MATERIAL PROVIDED below:
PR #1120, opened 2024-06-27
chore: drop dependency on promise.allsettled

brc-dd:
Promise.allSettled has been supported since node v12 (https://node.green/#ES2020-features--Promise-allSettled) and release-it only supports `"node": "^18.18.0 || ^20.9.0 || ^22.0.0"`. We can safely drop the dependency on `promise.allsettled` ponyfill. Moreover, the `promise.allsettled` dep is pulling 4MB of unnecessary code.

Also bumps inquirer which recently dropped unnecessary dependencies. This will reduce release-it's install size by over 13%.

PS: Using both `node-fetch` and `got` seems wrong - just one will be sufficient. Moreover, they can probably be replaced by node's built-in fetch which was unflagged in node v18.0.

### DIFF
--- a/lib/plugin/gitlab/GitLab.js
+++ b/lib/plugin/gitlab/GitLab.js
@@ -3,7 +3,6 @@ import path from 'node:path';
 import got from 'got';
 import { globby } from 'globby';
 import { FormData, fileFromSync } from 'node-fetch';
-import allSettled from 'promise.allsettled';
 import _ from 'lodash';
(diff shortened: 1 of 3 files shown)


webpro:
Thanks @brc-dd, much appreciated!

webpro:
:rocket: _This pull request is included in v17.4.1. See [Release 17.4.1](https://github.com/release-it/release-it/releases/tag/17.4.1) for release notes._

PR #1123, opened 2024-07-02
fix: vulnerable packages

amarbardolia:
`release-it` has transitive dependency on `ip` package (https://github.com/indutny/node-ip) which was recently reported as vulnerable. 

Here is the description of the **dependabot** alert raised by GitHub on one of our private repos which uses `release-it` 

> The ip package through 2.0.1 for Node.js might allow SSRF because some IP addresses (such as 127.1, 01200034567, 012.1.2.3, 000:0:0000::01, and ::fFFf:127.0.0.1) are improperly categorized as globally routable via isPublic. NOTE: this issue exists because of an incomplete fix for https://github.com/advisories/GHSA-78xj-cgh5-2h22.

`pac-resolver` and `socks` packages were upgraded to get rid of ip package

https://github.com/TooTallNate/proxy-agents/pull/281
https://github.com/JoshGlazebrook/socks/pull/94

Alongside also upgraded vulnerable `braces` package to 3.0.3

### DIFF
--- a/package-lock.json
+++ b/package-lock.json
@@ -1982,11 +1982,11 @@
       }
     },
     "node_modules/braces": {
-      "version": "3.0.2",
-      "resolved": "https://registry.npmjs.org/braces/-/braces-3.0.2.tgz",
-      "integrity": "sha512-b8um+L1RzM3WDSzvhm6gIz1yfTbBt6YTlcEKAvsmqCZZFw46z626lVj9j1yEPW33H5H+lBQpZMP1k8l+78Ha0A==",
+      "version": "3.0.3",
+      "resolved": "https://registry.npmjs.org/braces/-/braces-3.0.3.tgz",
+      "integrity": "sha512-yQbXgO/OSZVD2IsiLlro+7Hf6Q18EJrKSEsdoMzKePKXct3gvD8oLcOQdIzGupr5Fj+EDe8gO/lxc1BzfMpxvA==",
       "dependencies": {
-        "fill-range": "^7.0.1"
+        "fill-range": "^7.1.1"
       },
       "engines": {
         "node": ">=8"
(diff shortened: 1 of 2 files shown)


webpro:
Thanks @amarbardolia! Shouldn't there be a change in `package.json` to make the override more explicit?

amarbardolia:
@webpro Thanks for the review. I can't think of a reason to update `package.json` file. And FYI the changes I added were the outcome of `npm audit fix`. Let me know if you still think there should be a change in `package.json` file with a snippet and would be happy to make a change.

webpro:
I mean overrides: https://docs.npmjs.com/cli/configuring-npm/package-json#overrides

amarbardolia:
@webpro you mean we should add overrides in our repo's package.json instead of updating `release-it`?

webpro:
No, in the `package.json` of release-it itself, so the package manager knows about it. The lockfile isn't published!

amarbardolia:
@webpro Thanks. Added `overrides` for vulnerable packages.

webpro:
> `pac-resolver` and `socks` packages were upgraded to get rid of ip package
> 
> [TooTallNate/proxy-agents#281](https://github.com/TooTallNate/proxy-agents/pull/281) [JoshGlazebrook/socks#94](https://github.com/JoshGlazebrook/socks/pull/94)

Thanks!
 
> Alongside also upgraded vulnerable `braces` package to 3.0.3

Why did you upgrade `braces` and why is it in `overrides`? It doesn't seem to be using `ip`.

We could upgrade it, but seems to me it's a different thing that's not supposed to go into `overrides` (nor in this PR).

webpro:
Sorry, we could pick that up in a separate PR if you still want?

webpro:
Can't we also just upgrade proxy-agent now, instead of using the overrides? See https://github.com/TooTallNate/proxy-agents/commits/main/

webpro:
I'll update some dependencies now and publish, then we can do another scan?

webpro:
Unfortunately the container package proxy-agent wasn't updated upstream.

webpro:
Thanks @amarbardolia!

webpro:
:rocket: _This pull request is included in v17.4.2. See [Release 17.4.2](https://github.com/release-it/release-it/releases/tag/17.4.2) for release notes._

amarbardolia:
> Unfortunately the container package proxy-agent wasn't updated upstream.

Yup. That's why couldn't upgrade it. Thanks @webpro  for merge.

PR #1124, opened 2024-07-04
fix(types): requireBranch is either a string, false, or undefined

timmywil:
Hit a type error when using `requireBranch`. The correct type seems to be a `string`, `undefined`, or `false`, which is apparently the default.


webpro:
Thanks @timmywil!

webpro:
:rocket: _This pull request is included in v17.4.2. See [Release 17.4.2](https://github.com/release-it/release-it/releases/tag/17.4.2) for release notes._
End of MATERIAL PROVIDED.
▶ _PROBLEM REQUIREMENTS_: All records above are to be returned exactly as given.

▶ _ANSWER FOR THIS EXERCISE_:
PR #1120, opened 2024-06-27
chore: drop dependency on promise.allsettled

brc-dd:
Promise.allSettled has been supported since node v12 (https://node.green/#ES2020-features--Promise-allSettled) and release-it only supports `"node": "^18.18.0 || ^20.9.0 || ^22.0.0"`. We can safely drop the dependency on `promise.allsettled` ponyfill. Moreover, the `promise.allsettled` dep is pulling 4MB of unnecessary code.

Also bumps inquirer which recently dropped unnecessary dependencies. This will reduce release-it's install size by over 13%.

PS: Using both `node-fetch` and `got` seems wrong - just one will be sufficient. Moreover, they can probably be replaced by node's built-in fetch which was unflagged in node v18.0.

### DIFF
--- a/lib/plugin/gitlab/GitLab.js
+++ b/lib/plugin/gitlab/GitLab.js
@@ -3,7 +3,6 @@ import path from 'node:path';
 import got from 'got';
 import { globby } from 'globby';
 import { FormData, fileFromSync } from 'node-fetch';
-import allSettled from 'promise.allsettled';
 import _ from 'lodash';
(diff shortened: 1 of 3 files shown)


webpro:
Thanks @brc-dd, much appreciated!

webpro:
:rocket: _This pull request is included in v17.4.1. See [Release 17.4.1](https://github.com/release-it/release-it/releases/tag/17.4.1) for release notes._

PR #1123, opened 2024-07-02
fix: vulnerable packages

amarbardolia:
`release-it` has transitive dependency on `ip` package (https://github.com/indutny/node-ip) which was recently reported as vulnerable. 

Here is the description of the **dependabot** alert raised by GitHub on one of our private repos which uses `release-it` 

> The ip package through 2.0.1 for Node.js might allow SSRF because some IP addresses (such as 127.1, 01200034567, 012.1.2.3, 000:0:0000::01, and ::fFFf:127.0.0.1) are improperly categorized as globally routable via isPublic. NOTE: this issue exists because of an incomplete fix for https://github.com/advisories/GHSA-78xj-cgh5-2h22.

`pac-resolver` and `socks` packages were upgraded to get rid of ip package

https://github.com/TooTallNate/proxy-agents/pull/281
https://github.com/JoshGlazebrook/socks/pull/94

Alongside also upgraded vulnerable `braces` package to 3.0.3

### DIFF
--- a/package-lock.json
+++ b/package-lock.json
@@ -1982,11 +1982,11 @@
       }
     },
     "node_modules/braces": {
-      "version": "3.0.2",
-      "resolved": "https://registry.npmjs.org/braces/-/braces-3.0.2.tgz",
-      "integrity": "sha512-b8um+L1RzM3WDSzvhm6gIz1yfTbBt6YTlcEKAvsmqCZZFw46z626lVj9j1yEPW33H5H+lBQpZMP1k8l+78Ha0A==",
+      "version": "3.0.3",
+      "resolved": "https://registry.npmjs.org/braces/-/braces-3.0.3.tgz",
+      "integrity": "sha512-yQbXgO/OSZVD2IsiLlro+7Hf6Q18EJrKSEsdoMzKePKXct3gvD8oLcOQdIzGupr5Fj+EDe8gO/lxc1BzfMpxvA==",
       "dependencies": {
-        "fill-range": "^7.0.1"
+        "fill-range": "^7.1.1"
       },
       "engines": {
         "node": ">=8"
(diff shortened: 1 of 2 files shown)


webpro:
Thanks @amarbardolia! Shouldn't there be a change in `package.json` to make the override more explicit?

amarbardolia:
@webpro Thanks for the review. I can't think of a reason to update `package.json` file. And FYI the changes I added were the outcome of `npm audit fix`. Let me know if you still think there should be a change in `package.json` file with a snippet and would be happy to make a change.

webpro:
I mean overrides: https://docs.npmjs.com/cli/configuring-npm/package-json#overrides

amarbardolia:
@webpro you mean we should add overrides in our repo's package.json instead of updating `release-it`?

webpro:
No, in the `package.json` of release-it itself, so the package manager knows about it. The lockfile isn't published!

amarbardolia:
@webpro Thanks. Added `overrides` for vulnerable packages.

webpro:
> `pac-resolver` and `socks` packages were upgraded to get rid of ip package
> 
> [TooTallNate/proxy-agents#281](https://github.com/TooTallNate/proxy-agents/pull/281) [JoshGlazebrook/socks#94](https://github.com/JoshGlazebrook/socks/pull/94)

Thanks!
 
> Alongside also upgraded vulnerable `braces` package to 3.0.3

Why did you upgrade `braces` and why is it in `overrides`? It doesn't seem to be using `ip`.

We could upgrade it, but seems to me it's a different thing that's not supposed to go into `overrides` (nor in this PR).

webpro:
Sorry, we could pick that up in a separate PR if you still want?

webpro:
Can't we also just upgrade proxy-agent now, instead of using the overrides? See https://github.com/TooTallNate/proxy-agents/commits/main/

webpro:
I'll update some dependencies now and publish, then we can do another scan?

webpro:
Unfortunately the container package proxy-agent wasn't updated upstream.

webpro:
Thanks @amarbardolia!

webpro:
:rocket: _This pull request is included in v17.4.2. See [Release 17.4.2](https://github.com/release-it/release-it/releases/tag/17.4.2) for release notes._

amarbardolia:
> Unfortunately the container package proxy-agent wasn't updated upstream.

Yup. That's why couldn't upgrade it. Thanks @webpro  for merge.

PR #1124, opened 2024-07-04
fix(types): requireBranch is either a string, false, or undefined

timmywil:
Hit a type error when using `requireBranch`. The correct type seems to be a `string`, `undefined`, or `false`, which is apparently the default.


webpro:
Thanks @timmywil!

webpro:
:rocket: _This pull request is included in v17.4.2. See [Release 17.4.2](https://github.com/release-it/release-it/releases/tag/17.4.2) for release notes._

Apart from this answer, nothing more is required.